Chapter 27

Twenty-Seven

It was indeed dusk by the time the familiar wooded hill of Winchelsea came into view. Madelaine had been leaning forward in her seat for some time, looking past the bobbing postillion to the road ahead, hands braced on the seat either side of her legs.

There was the church, squat and ancient. Her heart gave a strange leap, both forwards and back, up and down, as though it tried to split itself in two.

Or perhaps that was just the hours of the coach’s swaying travel. She was glad to tap on the glass window, drop it down, and call to the postillion to stop.

She would walk up the hill, she told him, getting out stiffly.

It would spare the horses. He gave her an odd look, eyes flicking to the weight of the coach, to her luggage strapped aboard it, as though wondering what difference it would make.

But gentry folk were gentry folk, so he touched his cap and urged the horses on to walk, straining, up the hill.

Madelaine paused, letting them get ahead.

She would probably overtake them, knowing a shortcut, a footpath that wound up the steeper flank of the hill, through rabbit-bitten grass and humped tussocks, the cupped valley at her back holding the setting sun like a vase of amber. She hitched her skirts and began.

The parsonage was at the back of town anyway, the brown curve of the river cupping the rise to her left.

She couldn’t see the sea from here on the northern slope.

And it was a mile or so to the shore, the marshes starting at the bottom of the cliff on which Winchelsea stood.

She could picture it, though. The light of the sea mellowed at this hour, sprinkled with bronze wave crests, the blinding mirror of liquid lead dimming as the sun moved over to light up a distant sea… a Caribbean sea…

She passed a copse of spindly pines. They did better here on the leeward side of the hill, protected somewhat from the fierce shore breezes.

It was all softer here, domestic, really, compared to the wild marsh.

Brambles were growing, green and vigorous, soon to be starred with white blossom.

Their cousins, the wild roses, sprawled higher, prettier, reaching for the sun.

Moss grew in the old flint walls of the first houses she passed.

She turned right, onto the lane, hearing the coach some distance behind her, still straining up the hill.

Her thigh muscles burned. She had climbed quickly. Now she breathed hard, touching the trunk of an old oak as she passed, knowing every tree and branch that canopied the lane. And there…there was the turning on the right, her home at the end of it.

There were three houses here, their walls half shingled in tile, patterns of diamonds, pretty gardens in the front, the spring flowers just past their past.

The first house was Alfred’s…she passed it, eyes down, hardly breathing, refusing to think…

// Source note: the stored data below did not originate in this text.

PR #1335, opened 2022-03-03
try-fix-dpg-test-coverage

qiaozha:
To make test coverage data of autorest.typescript shows up correctly in the test server dash board http://azure.github.io/autorest/dashboard.html


qiaozha:
@joheredi @sarangan12 I think this PR is ready for review. And you can see the coverage data for typescirpt here http://azure.github.io/autorest/dashboard.html

joheredi (commented):
Would it be possible to split this change into 2 PRs? One that fixes pushing the code coverage and the other to change the structure of the CI. I'm not 100% certain I agree with the restructuring, one of the issues is that it would probably increase the time it takes for CI to complete, for example, the latest CI in this PR was canceled after 1 hour.

For the coverage publishing changes, I'm fine with them. So if you split we can merge the coverage fix right away

qiaozha:
> Would it be possible to split this change into 2 PRs? One that fixes pushing the code coverage and the other to change the structure of the CI. I'm not 100% certain I agree with the restructuring, one of the issues is that it would probably increase the time it takes for CI to complete, for example, the latest CI in this PR was canceled after 1 hour.
> 
> For the coverage publishing changes, I'm fine with them. So if you split we can merge the coverage fix right away

@joheredi I see the latest ci is called after 21 mins to finish. 
image

Actually this change is trying to 
1. split previous integration test into the generation jobs and test job
1. split the generation for integration into two jobs, hlc generation and rlc generation
2. combined the rlc generation with version-tolerance generation into the same job
3. merge the test for hlc, rlc, version-tolerance tasks into the same job. This is necessary to get the correct test coverage because the test coverage data is related with start-test-server and if we split them into different jobs, we can only get part of the test coverage for each job. Besides, merging them won't take that long, because all we did here is to call all kinds of http request in the test server.
 
I don't think this can cost longer than previous task. If anything, it should reduce the time cost.

joheredi:
I guess this split makes sense from a development perspective as it makes it easier to run only a subset of tests. @sarangan12 would you mind taking a look as well, do you have any concerns?

joheredi (approved):

sarangan12 (approved):
LGTM

Issue #1511, opened 2022-08-24
HLC LRO integraion tests will fail when upgrading @azure/core-lro to the latest


MaryGao:
HLC LRO integraion tests will fail when upgrading @azure/core-lro to the latest and please take a look at the failure details.

https://dev.azure.com/azure-sdk/public/_build/results?buildId=1799698&view=logs&j=c46da42c-2794-5fc1-ff45-518534d5e680&t=10c7c4f0-012d-5a7c-b59c-f34223e6bb5e

deyaaeldeen:
The failure is due to a difference in the literal string of the error messages thrown when the operation/poller is canceled/failed. I recommend updating the test expectations to match the new error messages.

MaryGao:
@deyaaeldeen  Thanks for this information! I think most of these wording changes works for me except below one:

```
      + expected - actual

      -should have thrown instead
      +Received unexpected HTTP status code 204 while polling. This may indicate a server issue.
```
Could you suggest what the message `should have thrown instead` means? Could you provide any more specific information?

deyaaeldeen:
That old error message was thrown by the test and not by core-lro. This is a change in behavior in core-lro where a 204 response no longer raises an exception. Please update that test to check the response object instead, but I don't remember what fields and values it contains.

PR #1517, opened 2022-08-26
modify error message in lro

kazrael2119:
https://github.com/Azure/autorest.typescript/issues/1511


packages/autorest.typescript/test/integration/lro.spec.ts
```diff
@@ -256,7 +256,7 @@ describe("LROs", () => {
       } catch (e) {
         assert.equal(
           e.message,
-          "Received unexpected HTTP status code 204 while polling. This may indicate a server issue."
+          "should have thrown instead"
```
deyaaeldeen, line 259: please update those tests to no longer check for an error. It should check the response object instead.

PR #1520, opened 2022-08-29
Use authoring as cadl test

qiaozha:
fix https://github.com/Azure/autorest.typescript/issues/1522


packages/cadl-rlc-test/spec/main.cadl
```diff
@@ -1,208 +1,339 @@
...
+// - Security definition for apiKey
 
-// TODO: Use `Uri` type when available: https://github.com/microsoft/cadl/issues/654
-@serviceTitle("Confidential Ledger Service")
-@serviceVersion("2022-05-13")
-@useAuth(OAuth2Auth<[MyFlow]>)
-@versionedDependency(Azure.Core.Versions.v1_0_Preview_1)
 @server(
-  "{ledgerUri}",
-  "Confidential Ledger Service",
```
MaryGao, line 23: I think we could keep the `Confidential Ledger Service` as our smoke test. So we could guarantee the changes will not break that RP.

I could help add into smoke test if necessary.

packages/cadl-rlc-emitter/src/transform/transformPaths.ts
```diff
@@ -15,25 +15,16 @@ import {
...
-        format: { path: route.path },
-        target: route.operation
-      });
-      continue;
-    }
     const respNames = [];
     for (const resp of route.responses) {
       const respName = getResponseTypeName(
-        route.operation.namespace?.name ?? "",
+        route.container.name,
```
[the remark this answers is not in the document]
qiaozha: I asked Weidong, he mentioned java is using container.name.

packages/cadl-rlc-test/spec/main.cadl
qiaozha: Maybe we should move them both to the smoke-test and remove the cadl-rlc-test folder @joheredi how do you think of it ?

MaryGao (approved):
LGTM and left some comments

qiaozha:
@joheredi I will merge this PR first and feel free to left some comments if you found anything. Thanks

Issue #1515, opened 2022-08-25
[Cadl RLC] Design the test cases and add unit test for getSchemaForType in modelUtil.ts


MaryGao:
Currently there is no any UT in cadl-emitter and this is not a good practice. So in this issue we could resolve this by

- Enable the UT framework in cadl-rlc-emitter project
- Add UTs for function getSchemaForType in modelUtil.ts

Issue #1525, opened 2022-08-30
[CADL in RLC]fail to generate doc correctly


qiaozha:

MaryGao:
Cases need more discussion:

- should generate apiVersion description with 'api-version'
- should generate header description with custom name

Issue #1524, opened 2022-08-30
[RLC Cadl] Error thrown when generating some cadl types to typescript types


MaryGao:
When we write our test cases from cadl file to typescript code some types could not be handled correctly.  We use this issue to track these cases to ensure they could work correctly.

- should handle type_literals:boolean -> boolean_literals fixed
- should handle extensible_enum -> string fixed
- should handle anonymous model -> effictive type/interface fixed
- should handle inheritance model -> multiple types/interfaces fixed

Epic: https://github.com/Azure/cadl-azure/issues/1942

fixes https://github.com/Azure/autorest.typescript/pull/1552

PR #1526, opened 2022-08-30
Enable unit test for every single file

MaryGao:
Enable the test for every single file and it could take CADL as input and examine if the final typescript as expected.

Generally I ignore below two cases

- The behavior is unexpected 1) maybe incorrect output 2) error throw in our code ==> We need to fix our code to pass them

- The behavior is un-decided ==> We need to take time to re-think how to design better

model issue tracked here  https://github.com/Azure/autorest.typescript/issues/1524
doc issue tracked here https://github.com/Azure/autorest.typescript/issues/1525

fixes https://github.com/Azure/autorest.typescript/issues/1515


packages/cadl-rlc-emitter/test/unit/generate/models.spec.ts
```diff
@@ -0,0 +1,452 @@
...
+      const cadlTypeDefinition = `
+      @knownValues(TranslationLanguageValues)
+      model TranslationLanguage is string;
+      enum TranslationLanguageValues {
+        English,
+        Chinese,
+      }`;
+      const cadlType = "TranslationLanguage";
+      // TODO: ensure this trick is working
+      const typeScriptType = `"English" | "Chinese" | string & {}`;
```
qiaozha, line 140: I don't think this is decided, it's just a proposal still needs some discussion about it.  Currently, we are still using string for extensible enum. @joheredi  right ?

MaryGao: Yes I just ignore this case because it needs effort to finalize the current design. 

Generally I ignore below two cases 

- The behavior is unexpected 1) maybe incorrect output 2) error throw in our code ==> We need to fix our code to pass them
- The behavior is un-decided ==> We need to take time to re-think how to design better

qiaozha (approved):

PR #1528, opened 2022-08-31
fix dictionary type in cadl emitter

### LINKED ISSUE #1527: [CADL in RLC]Map type is not generate correctly
Currently we are generating Record<string, unknown> for map type, but in cadl, they have already specify the value type.
for example Record<string> in cadl represents Record<string, string>.

qiaozha:
fix #1527


MaryGao (approved):
Thanks for fixing it! LGTM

She couldn’t…not yet…there was too much to feel, too much weight pressing…

old stones and ancient trees, and maybe even the sea breeze wouldn’t be able to clear it, maybe the sea breeze only fed it, kept it pressing on, onwards and onwards and—

There were footsteps on the path. A stone skipped away from someone’s foot. Her head jerked up and she stopped dead, seeing ghosts.

No. No, it couldn’t be…

A dark-haired boy walked towards her, kicking stones. He looked about fourteen. He was…

“Alfred?”

The boy stopped, looked up. Her vision swam. It was him. And it wasn’t him. A girl ran up behind him, her hair lighter, about the same age as the boy. “Nicholas—” But she stopped, seeing Madelaine, seeing the strange way she stared.

He wasn’t Alfred. His eyes were grey. His face was different. But for a moment…oh, for a moment… Her legs trembled. She put out a hand to the wall at her hip, the sharp edges of the knapped flint scratching against her palm. She gripped it harder, grateful for the bite of pain.

“Ma’am,” the boy said politely. His face was pale, very serious for a boy his age.

“I’m…I’m sorry. For a moment I thought you were someone else.”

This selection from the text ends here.